Oh and nudging too!!


----------



## SamRinde (Jun 10, 2013)

lady amanda said:


> haha if I ignore Lady's happy growl...a toy is thrust into my leg...lol she is a character.


Oh yea! It's crazy how similar they all are.

Frankie will stand with his two paws on my legs, the toy in my lap, just staring at me, wanting me to throw the toy. He loves fetch more than anything. It's so funny


----------



## Skyesdog (Jun 7, 2012)

RuthMill said:


> Yes.. Lola does this too! She talks to us!
> 
> Oh and nudging too!!


Glad to hear all Lolas are alike 😄😄😄


----------



## MillieDog (Jun 1, 2011)

Millie does something similar. When we have a cuddle I make 'ah' this is nice noises and she copies them, to the point that when we now cuddle she will start the noises, its like a chesty growl, but a lovely contented sound. I guess its the equivalent of a dog purring.


----------



## AliAlfie (Jul 29, 2013)

Our boys do it too, especially when they are playing rough n tumble together...Dexter more so than Alfie, and sometimes the growls turn to barks.


----------



## sugerlump (Oct 6, 2012)

ginger will do that and the nudging.but she also chatters to me and talks to me,with all kind of little different noise ..and she will do it also when i talk to her ,my wife gets really crazy with laughter, at me and ginger sitting there talking back and forth to each other it is very funny.you know cockapoo are really so close to being human,never had a dog like this


----------



## lady amanda (Nov 26, 2010)

sugerlump said:


> ginger will do that and the nudging.but she also chatters to me and talks to me,with all kind of little different noise ..and she will do it also when i talk to her ,my wife gets really crazy with laughter, at me and ginger sitting there talking back and forth to each other it is very funny.you know cockapoo are really so close to being human,never had a dog like this


They are really special eh lumpy! We would love to see a video of you and ginger chatting to each other.


Sent from Petguide.com Free App


----------



## sugerlump (Oct 6, 2012)

i'm 77 hon and from the old school .i don't own things like that.I'm lucky i have a regular camera haaa Haaa


----------



## lady amanda (Nov 26, 2010)

sugerlump said:


> i'm 77 hon and from the old school .i don't own things like that.I'm lucky i have a regular camera haaa Haaa


You do great on the forum! My father in law is 73 and uses Facebook all the time. 

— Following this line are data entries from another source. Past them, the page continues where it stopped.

PR #3290, opened 2021-07-28
FIX-#3289: Update pandas to 1.3.1

### LINKED ISSUE #3289: Update pandas to 1.3.1

YarShev:

## What do these changes do?

- [x] passes `flake8 modin`
- [x] Resolves #3289  
- [x] tests added and passing

### DIFF
--- a/modin/backends/base/query_compiler.py
+++ b/modin/backends/base/query_compiler.py
@@ -2066,7 +2066,7 @@ class BaseQueryCompiler(abc.ABC):
             df.insert(loc, column, value)
             return df
 
-        return DataFrameDefault.register(inserter)(
+        return DataFrameDefault.register(inserter, inplace=True)(
             self, loc=loc, column=column, value=value
         )
 
--- a/modin/pandas/dataframe.py
+++ b/modin/pandas/dataframe.py
@@ -1113,13 +1113,9 @@ class DataFrame(BasePandasDataset):
         Insert column into ``DataFrame`` at specified location.
         """
         if isinstance(value, (DataFrame, pandas.DataFrame)):
-            # DataFrame considered as an array-like objects and so value have to be
-            # retrieved via DataFrame.__iter__ which iterates on the frame column names.
-            # This behavior may be changed in the future, you can follow the changes here:
-            # https://github.com/pandas-dev/pandas/issues/42403
-            value = value.columns
-            if len(value) == 1:
-                value = value[0]
+            if len(value.columns) != 1:
+                raise ValueError("Wrong number of items passed 2, placement implies 1")
+            value = value.squeeze(axis=1)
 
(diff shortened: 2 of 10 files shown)


modin/pandas/dataframe.py
```diff
@@ -1113,13 +1113,9 @@ def insert(self, loc, column, value, allow_duplicates=False):  # noqa: PR01, D20
...
         if isinstance(value, (DataFrame, pandas.DataFrame)):
-            # DataFrame considered as an array-like objects and so value have to be
-            # retrieved via DataFrame.__iter__ which iterates on the frame column names.
-            # This behavior may be changed in the future, you can follow the changes here:
-            # https://github.com/pandas-dev/pandas/issues/42403
-            value = value.columns
-            if len(value) == 1:
-                value = value[0]
+            if len(value.columns) != 1:
+                raise ValueError("Wrong number of items passed 2, placement implies 1")
```
vnlitvinov, line 1117:
```suggestion
                raise ValueError(f"Wrong number of items passed ({len(value.columns)}), placement implies 1")
```
or just delete that `2`

modin/pandas/test/dataframe/test_udf.py
```diff
@@ -160,11 +160,6 @@ def apply_func(series, y):
     )
 
 
-@pytest.mark.xfail(
-    reason="Modin's 'apply' produces DataFrame instead of Series and so insertion"
-    "of the apply result to the source frame is failed. Issue to track this bug:"
-    "https://github.com/modin-project/modin/issues/3219"
-)
```
vnlitvinov, line 167: if that is fixed why the issue is still open?

modin/backends/base/query_compiler.py
```diff
@@ -2066,7 +2066,7 @@ def inserter(df, loc, column, value):
             df.insert(loc, column, value)
             return df
 
-        return DataFrameDefault.register(inserter)(
+        return DataFrameDefault.register(inserter, inplace=True)(
```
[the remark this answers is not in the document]
YarShev: Since insert is an in-place operation we should return an object to which function was applied but not the result of the function. Even though we define inserter above we should always keep things explicit.

modin/pandas/test/dataframe/test_udf.py
YarShev: That is not fixed. We still have a problem described in #3219. This test checks kind of another thing.

vnlitvinov: Is enabling the test related to pandas migration? 😛

YarShev: Yep :)

YarShev: I didn't look into it.

vnlitvinov (approved):
LGTM

PR #3314, opened 2021-08-05
FIX-#3313: Fix `read_json` metadata definition

### LINKED ISSUE #3313: `read_json` defines metadata incorrectly
### System information
- **Modin version**: bded2e968a0057b1d448aec1957986fdc650d906
- **Python version**: 3.8.10
```
import pandas
import numpy as np
import os

import modin.pandas as pd
NPartitions.put(4)

filename = "test_json.json"
row_size = 256
col_size = 80

try:
    df = pandas.DataFrame(
        {f"col{x}": np.arange(row_size) for x in range(col_size)}
    )
    df.to_json(filename, lines=True, orient="records")

    df_pd = pd.read_json(filename, lines=True, orient="records")
    parts_width_cached = df_pd._query_compiler._modin_frame._column_widths_cache
    num_splits = len(df_pd._query_compiler._modin_frame._partitions[0])
    parts_width = [len(df_pd._query_compiler._modin_frame._partitions[0][i].get().columns) for i in range(num_splits)]

    print(parts_width_cached, parts_width) # [32, 32, 32, -16] [32, 32, 16, 0]

finally:
    os.remove(filename)
```

amyskov:

## What do these changes do?

- [x] passes `flake8 modin`
- [x] Resolves #3313  
- [x] tests added and passing

### DIFF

Sent from Petguide.com Free App


----------



## sugerlump (Oct 6, 2012)

i was on FB but my son who is a minister got burned pretty bad on there by people unknown to him , and that turn me off for FB .so now i am just here and yahoo..but i love it here ,owning a cockapoo must have some thing to do with it haa Haa..ginger is getting so good now with her learning things. like i said before the word no..she is great with that .and now she is learning ( pick it up)that is good also


----------



## Skyesdog (Jun 7, 2012)

MillieDog said:


> Millie does something similar. When we have a cuddle I make 'ah' this is nice noises and she copies them, to the point that when we now cuddle she will start the noises, its like a chesty growl, but a lovely contented sound. I guess its the equivalent of a dog purring.


That is really sweet!!!


----------



## DB1 (Jan 20, 2012)

I feel i'm missing out now as Dudley doesn't do it! he makes a groaning noise when I scratch round his ears and he does the nose nudge but otherwise he just barks for attention. - oh and he does the, have to have the last word grumble, which I find really funny when I have told him off.


----------



## RuthMill (Jun 30, 2012)

DB1 said:


> I feel i'm missing out now as Dudley doesn't do it! he makes a groaning noise when I scratch round his ears and he does the nose nudge but otherwise he just barks for attention. - oh and he does the, have to have the last word grumble, which I find really funny when I have told him off.


Nah your not left out!! Sounds like Dudleys got it all down to a T!


----------



## Skyesdog (Jun 7, 2012)

Ha ha, Lola doesn't really make any other noises. Very occasionally she will bark. Oh, and she also yodels when she is really excited, generally with a ball in her mouth!!


----------



## sugerlump (Oct 6, 2012)

well why don't you girls take your poo's head in your hands and look them straight in the eye and talk to them ..like saying you have problems ,you got troubles what the mater cat got your tongue,answer me you want to fight .better think about that first.and keep talking to them and they will answer.you got to do it often .i do it all the time and then she will start with all theses little noise and sounds ,it really is funny


----------